The task
Below are the records; copy out every line that holds the word "Move".

Dataset entries

PR #16, opened 2026-02-24
CLI-7 Adjust parameters for token generation

damien-urruty-sonarsource:


kirill-knize-sonarsource (approved):
LGTM

src/bootstrap/auth.ts
```diff
@@ -91,6 +91,10 @@ export function extractTokenFromQuery(host: string | undefined, url: string | un
  */
 export function buildAuthURL(serverURL: string, port: number): string {
   const cleanServerURL = serverURL.replace(/\/$/, '');
+  if (serverURL.includes("sonarcloud")) {
```
sophio-japharidze-sonarsource: What about `sonarqube.us`? Or do we not support it?

damien-urruty-sonarsource: Good point. Do we support SQC US with the CLI?

sophio-japharidze-sonarsource: @kirill-knize-sonarsource confirmed that we do

damien-urruty-sonarsource: OK cool, I will add it to this if. This is a temporary hack until SQS is implemented, the if will probably disappear at some point, or take another form.

PR #18, opened 2026-02-24
Improve auth flow

damien-urruty-sonarsource:


kirill-knize-sonarsource (approved):
LGTM
Side note: we need to find a way to get rid of those `isMockActive()` calls

PR #20, opened 2026-02-24
CLI-10 Create install scripts

vnaskos-sonar:
1. Move `scripts` to `build-scripts`.
1. Create `user-scripts` to contain the install scripts and publish them along with the executables.
1. Create `install.sh` for Linux and Mac.
1. Create `install.ps1` for Windows.
1. Create dynamically on the pipeline `latest-version.txt` that will contain the latest version as text.
1. Download the latest version of the cli.
1. Move the cli executable to the correct path and rename it to `sonar` or `sonar.exe`.
1. Check the checksum <-- this step will change with a more secure method.
1. Add the directory to the `PATH`.
    > Windows: `C:\Users\<username>\AppData\Local\sonarqube-cli\bin`
    > Linux and Macos: `/home/<username>/.local/share/sonarqube-cli/bin`
1. Rename artifacts to follow naming convention `sonarqube-cli-{version}.{build-number}-{platform}.exe`

# Run scripts

Windows:
```ps1
irm http://localhost:8080/install.ps1 | iex
```

Linux:
```sh
curl -fsSL http://localhost:8080/install.sh | bash
```


kirill-knize-sonarsource (approved):
LGTM

PR #21, opened 2026-02-24
CLI-31 Set up developer tooling to ensure consistency

nquinquenel:
- Introduces eslint/prettier to ensure code quality & consistency. Some rules are based from other existing Sonar repositories.
- Add license header plugin.
- Add pre-commit hook with husky & lint-staged


src/bootstrap/auth.ts
```diff
@@ -17,17 +17,14 @@
  * along with this program; if not, write to the Free Software Foundation,
  * Inc., 51 Franklin Street, Fifth Floor, Boston, MA  02110-1301, USA.
  */
-
-// Auth module - OAuth flow and token management
```
damien-urruty-sonarsource, line 21: Why are you removing the header comment on all files? Just want to understand, I'm not in favor or against such comments, I don't use them much personally but maybe they can help someone

CONTRIBUTING.md
```diff
@@ -0,0 +1,50 @@
...
+npm run lint        # ESLint with TypeScript-aware rules
+npm run lint:fix    # Auto-fix safe issues (also inserts license headers)
+npm run typecheck   # TypeScript type checking
+npm run validate    # Validate spec.yaml and command registration
+```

Response to this task
1. Move `scripts` to `build-scripts`.
1. Move the cli executable to the correct path and rename it to `sonar` or `sonar.exe`.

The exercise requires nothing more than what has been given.